Where a line in the listing below holds "frontend", add it to the tally, and reply with that tally alone.

──────── Task material ────────

PR #22129, opened 2025-02-06
Added nice transition when stats counter changes

djordjevlais:
ref https://linear.app/ghost/issue/AP-706/add-repost-count-so-that-the-ui-can-display-the-count

- When you repost (or derepost) a post, the stats counter will now nicely animate into a larger (or smaller) number, with only the relevant digits animating and the others staying in place. We’re using a reusable hook for this.
- Updated stat counter numbers to also change the color when the post is liked or reposted by the currently logged in user

### DIFF
--- a/apps/admin-x-activitypub/src/components/feed/FeedItemStats.tsx
+++ b/apps/admin-x-activitypub/src/components/feed/FeedItemStats.tsx
@@ -1,4 +1,4 @@
-import React, {useState} from 'react';
+import React, {useEffect, useState} from 'react';
 import {Button} from '@tryghost/admin-x-design-system';
 import {ObjectProperties} from '@tryghost/admin-x-framework/api/activitypub';
 import {useAnimatedCounter} from '../../hooks/useAnimatedCounter';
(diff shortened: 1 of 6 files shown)


apps/admin-x-activitypub/src/hooks/useAnimatedCounter.tsx
```diff
@@ -0,0 +1,66 @@
...
+        }
+    }, [value, digits]);
+
+    const updateValue = (delta: number) => {
+        setValue(prev => prev + delta);
+        setIsDecrementing(delta < 0);
+    };
+
+    return {
+        displayValue: (
```
mike182uk, line 45: I wonder if just `Counter` would be a better name for this? (Uppercased to indicate its a `component`)

apps/admin-x-activitypub/src/components/feed/FeedItemStats.tsx
```diff
@@ -28,6 +29,12 @@ const FeedItemStats: React.FC<FeedItemStatsProps> = ({
     const unlikeMutation = useUnlikeMutationForUser('index');
     const repostMutation = useRepostMutationForUser('index');
     const derepostMutation = useDerepostMutationForUser('index');
+    const {
+        displayValue: repostCountDisplay,
+        currentValue: repostCountNumber,
```
mike182uk, line 34: How about aliasing `repostCount` thats passed in to `initialRepostCount`, then aliasing `currentValue` here to `repostCount`?

apps/admin-x-activitypub/src/hooks/useAnimatedCounter.tsx
peterzimon: +1 on this

apps/admin-x-activitypub/src/components/feed/FeedItemStats.tsx
mike182uk: Updated in https://github.com/TryGhost/Ghost/pull/22129/commits/12b9675cf6eab4609e5dc550959f42c809aabeff

PR #22153, opened 2025-02-10
🌵 SPIKE: Replace dev.js script with declarative NX target

cmraible:
WIP

- This is an experiment that uses `nx` to run all the various commands that are run in the `.github/scripts/dev.js` script
- Theoretically this method could accomplish the same thing as the `.github/scripts/dev.js` script but more efficiently (since it will take full advantage of the `nx` cache and graph) and it's (arguably) a bit "cleaner"
- The original motivation for this was to lean more heavily on `nx` for file watching because it seems to be more compatible with docker compose's `--watch` flag than the native `node --watch` or `tsc --watch` are


cmraible:
No intention to merge this, closing but keeping the branch around for posterity

PR #22164, opened 2025-02-11
 Refactored CI workflows for publishing packages

daniellockyer:
- majority of the changes here are just DRYing up the implementation so we don't have the same code split across many different jobs


daniellockyer:
@coderabbitai review please

PR #22168, opened 2025-02-11
WIP: Refactor to move gating and extra-attrs logic to PostsService

kevinansfield:
ref https://linear.app/ghost/issue/PLG-352

- updated `/p/` endpoint to accept an optional `?memberStatus` query parameter with three allowed values: `anonymous/free/paid`
  - using a query parameter allows for post previews to be opened in a new tab and still display segmented views
- when a `memberStatus` query param is provided:
  - `frame.apiType` is set to `content` which triggers the content-gating paths of our output serializer's post mapper
  - where needed, `frame.original.context.member` is set to a minimal member object with a `status` property to allow content-gating NQL queries to match
  - the combination of both switches our preview API output to match what the Content API does when rendering posts with a particular logged-in member status
- if no `memberStatus` query param is provided the existing behaviour is preserved, where we render as we do for Admin API requests, showing content for all segments simultaneously


ghost/core/core/server/api/endpoints/previews.js
```diff
@@ -2,11 +2,39 @@ const tpl = require('@tryghost/tpl');
...
     postNotFound: 'Post not found.'
 };
 
+// Simulate serving content as different member states by setting the minimal
+// member context needed for content gating to function
+const _addMemberContextToFrame = (frame) => {
+    if (!frame?.options?.memberStatus) {
+        return;
+    }
+
```
ronaldlangeveld, line 17: Would it make things safer if we add member validation here, eg checking that `frame.options.memberStatus` has one of `ALLOWED_MEMBER_STATUSES` and perhaps throw an error or default? In case

kevinansfield: Yeah, we could potentially add some extra safety here. Although in theory it should never be possible as the [API filters the memberStatus option](https://github.com/TryGhost/Ghost/pull/22168/files#diff-f5713173a4138c9fb6f492e66ff27cad61e8250ecce7f13e7b7e33f39cec3411R59-R60) before this code is reached.

ErisDS:
Cleaning up older PRs 💅

PR #22169, opened 2025-02-12
:art: Added classes to tags helper output

brandishwar:
no issue

- Far easier to customize the tags helper output when the parts have CSS classes
- Avoids the need to write custom code to customize how tags look - unless you really want to

### DIFF
--- a/ghost/core/core/frontend/helpers/tags.js
+++ b/ghost/core/core/frontend/helpers/tags.js
@@ -6,10 +6,18 @@
 //
 // Note that the standard {{#each tags}} implementation is unaffected by this helper
 const {urlService} = require('../services/proxy');
-const {SafeString, escapeExpression, templates} = require('../services/handlebars');
-
-const isString = require('lodash/isString');
+const {SafeString, escapeExpression} = require('../services/handlebars');
+const _ = require('lodash');
+const isString = _.isString;
 const ghostHelperUtils = require('@tryghost/helpers').utils;
+
+const tagLink = _.template('<a class="<%= tag_class %>" href="<%= url %>"><%= text %></a>');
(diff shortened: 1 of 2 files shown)


cathysarisky (changes requested):
Hey @brandishwar ! Welcome to the Ghost repo! :)  

I don't work for Ghost.org - I'm a community contributor like you.

I think that improving the output of {{tags}} with some useful classes is a great idea.  However, I think the execution needs work.  My big concern:  You're changing the current behavior, in a way that's absolutely going to break some themes.  In particular, currently the output of {{tags}} may safely be used as a plain string, in places where HTML tags are not appropriate.   

Here's what I suggest instead (but again, I'm not the core team):

- Retain the existing behavior as much as possible.  If your changes require changing the results of an existing test, carefully ask why, and what might break.
- New span wrapping should be controlled by an argument.  (wrapAll ?)  
- There should be tests for the new functionality (set to true, not set, set to false)

It's probably safe to add a new class to existing tags in the presence of autolink, but new html is definitely going to mess something up for someone.

brandishwar:
> Here's what I suggest instead (but again, I'm not the core team):
> 
> * Retain the existing behavior as much as possible.  If your changes require changing the results of an existing test, carefully ask why, and what might break.
> * New span wrapping should be controlled by an argument.  (wrapAll ?)
> * There should be tests for the new functionality (set to true, not set, set to false)

And one scenario where someone would want to keep the plaintext (with autolink Off) is... metadata beyond what sites are supported by default in Ghost. Probably other scenarios for it that I'm not considering.

Wrapping this behind a new parameter I think is the best way to go - Off by default, of course. So I'll withdraw this PR while I get that sorted.

cathysarisky:
Sounds like a plan!

PR #22177, opened 2025-02-13
Improved docker development setup

cmraible:
no issue

This commit is a fairly significant rework of the docker development setup, with the goal of improving the performance of the Ghost container and generally improving the DX of the docker development setup.

**Enumerating `node_modules` directories as volume exclusions for the bind mount**
- The main source of performance overhead with the docker setup is the bind mount, which mounts all the code into the container. Especially on macOS, the bind mount introduces quite a bit of file system overhead. Currently the bind mount includes all the `node_modules` directories, which adds up to many thousands of files in the bind mount. This change attempts to reduce this overhead by mounting in named volumes for each `node_modules` directory in the monorepo, which effectively tells the main bind mount to ignore these directories, thus reducing the filesystem overhead.

**Removing the `yarn install` from the entrypoint script and the `yarn setup:docker` step**
- This change has two more benefits: since all the `node_modules` are installed into named volumes, we can now be confident that our local `node_modules` won't conflict with the `node_modules` in the container. Therefore, we can install `node_modules` at build time in the Dockerfile instead of in the entrypoint script, and we can also get rid of the `yarn setup:docker` setup command, which nukes your local `node_modules` before building the container.

**Build optimization - enumerating all `package.json` files**
- In a typical node app's Dockerfile, you copy the `package.json` and `yarn.lock` files into the container first, then run `yarn install`, then copy the rest of the code in. This takes advantage of Docker's build cache to avoid having to reinstall `node_modules` on every build if you've only changed code files, but not any dependencies. 
- This is more challenging to do with the monorepo since we have many `package.json` files. This commit brute forces our way through that by copying every single `package.json` file in the Dockerfile before installing dependencies and copying the code in. The result is that Docker builds become much faster, after the initial full build.

**Additional scripts**
- Since enumerating all the `node_modules` directories and `package.json` files is tedious to do manually, this commit also includes two new scripts to automate this work. Ideally we'll eventually integrate these scripts with Slimer, so when you add a new package to the monorepo it automatically updates the `Dockerfile` and `compose.yml`, but for now we can manage that ourselves since it's a fairly rare occurrence.


.docker/Dockerfile
```diff
@@ -28,14 +29,136 @@ RUN curl -s https://packages.stripe.dev/api/security/keypair/stripe-cli-gpg/publ
...
-ENV YARN_CACHE_FOLDER=$WORKDIR/.yarncache
 
+# Disable NX rejection of unknown local cache
+ENV NX_REJECT_UNKNOWN_LOCAL_CACHE=false
+
+# Copy the package.json and yarn.lock files
+COPY package.json yarn.lock ./
+
+# Copy all package.json files
+COPY apps/admin-x-activitypub/package.json apps/admin-x-activitypub/package.json
```
cmraible, line 49: I _think_ we should be able to get all these into a single COPY statement so we don't have 100+ layers 😂

PR #22179, opened 2025-02-13
:art: Added option to tags helper to wrap output in HTML with CSS classes

brandishwar:
:art: Added option to tags helper to wrap output in HTML with CSS classes

no issue
- Far easier to customize the tags helper output when the parts have CSS classes
- Avoids the need to write custom code to customize how tags look - unless you really want to


ErisDS:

────────

* [Solution for this exercise]: 2